The median age in the city was 40.4 years. 22.8% of residents were under the age of 18; 8.1% were between the ages of 18 and 24; 24.9% were from 25 to 44; 31.2% were from 45 to 64; and 13.1% were 65 years of age or older. The gender makeup of the city was 47.4% male and 52.6% female.

===2000 census===
As of the census of 2000, there were 1,200 people, 490 households, and 309 families residing in the city. The population density was 1,319.1 PD/sqmi. There were 528 housing units at an average density of 580.4 /sqmi. The racial makeup of the city was 97.33% White, 0.08% African American, 0.33% Native American, 0.83% Asian, 1.00% from other races, and 0.42% from two or more races. Hispanic or Latino of any race were 1.17% of the population.

There were 490 households, out of which 34.9% had children under the age of 18 living with them, 47.8% were married couples living together, 11.4% had a female householder with no husband present, and 36.9% were non-families. 32.2% of all households were made up of individuals, and 14.3% had someone living alone who was 65 years of age or older. The average household size was 2.39 and the average family size was 3.06.

In the city, the population was spread out, with 28.3% under the age of 18, 7.2% from 18 to 24, 29.3% from 25 to 44, 21.8% from 45 to 64, and 13.3% who were 65 years of age or older. The median age was 37 years. For every 100 females, there were 83.8 males. For every 100 females age 18 and over, there were 82.6 males.

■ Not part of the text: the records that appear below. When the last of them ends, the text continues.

PR #3716, opened 2022-10-10
Add reminder not to remove user from .mailmap

KludgeKML:
When removing a user from govuk-user-reviewer, don't remove them from the .mailmap file. Updated 2L docs.

### DIFF
--- a/source/manual/removing-a-user-from-puppet.html.md
+++ b/source/manual/removing-a-user-from-puppet.html.md
@@ -21,12 +21,14 @@ will remain on our servers forever more, [unless you perform a workaround](#what
 1. Create another PR for Puppet that:
   - Removes the user manifest file
   - Removes the user from [Integration users][integration-users]
+  - DO NOT remove the user's email from the [.mailmap file][mailmap] if present - this allows the user to keep a nicer git commit history.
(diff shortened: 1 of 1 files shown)


source/manual/removing-a-user-from-puppet.html.md
```diff
@@ -21,12 +21,14 @@ will remain on our servers forever more, [unless you perform a workaround](#what
 1. Create another PR for Puppet that:
   - Removes the user manifest file
   - Removes the user from [Integration users][integration-users]
+  - DO NOT remove the user's email from the [.mailmap file][mailmap] if present - this allows use to keep a nicer git commit history once people have left.
```
ChrisBAshton, line 24: A typo I think - here's what I think you meant:

```suggestion
  - DO NOT remove the user's email from the [.mailmap file][mailmap] if present. It allows the user to keep a nicer git commit history.
```

AgaDufrat (approved):

source/manual/removing-a-user-from-puppet.html.md
KludgeKML: Oh, I actually meant "this allows *us*", but your change is also good. Will fix.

The median income for a household in the city was $35,647, and the median income for a family was $43,333. Males had a median income of $29,500 versus $23,625 for females. The per capita income for the city was $19,501. About 4.7% of families and 6.9% of the population were below the poverty line, including 9.3% of those under age 18 and 11.5% of those age 65 or over.
==Government==
Mr. Brian Devick has served as Mayor since 2011. As of May 2011 the city council members are Ashvin Patel, Jesse A. Purvis, Richard Hartwig, Paul Thompson and Craig DeHoet.

===Public safety===
Woodward is served by a volunteer fire department, which has served since 1883.

==Education==
The Woodward-Granger Community School District operates local public schools.

==Nearby organizations==
- Woodward State Resource Center is located in Woodward.
- Woodward Academy, located in Woodward, is a boot camp for teenage boys who have been convicted of various crimes.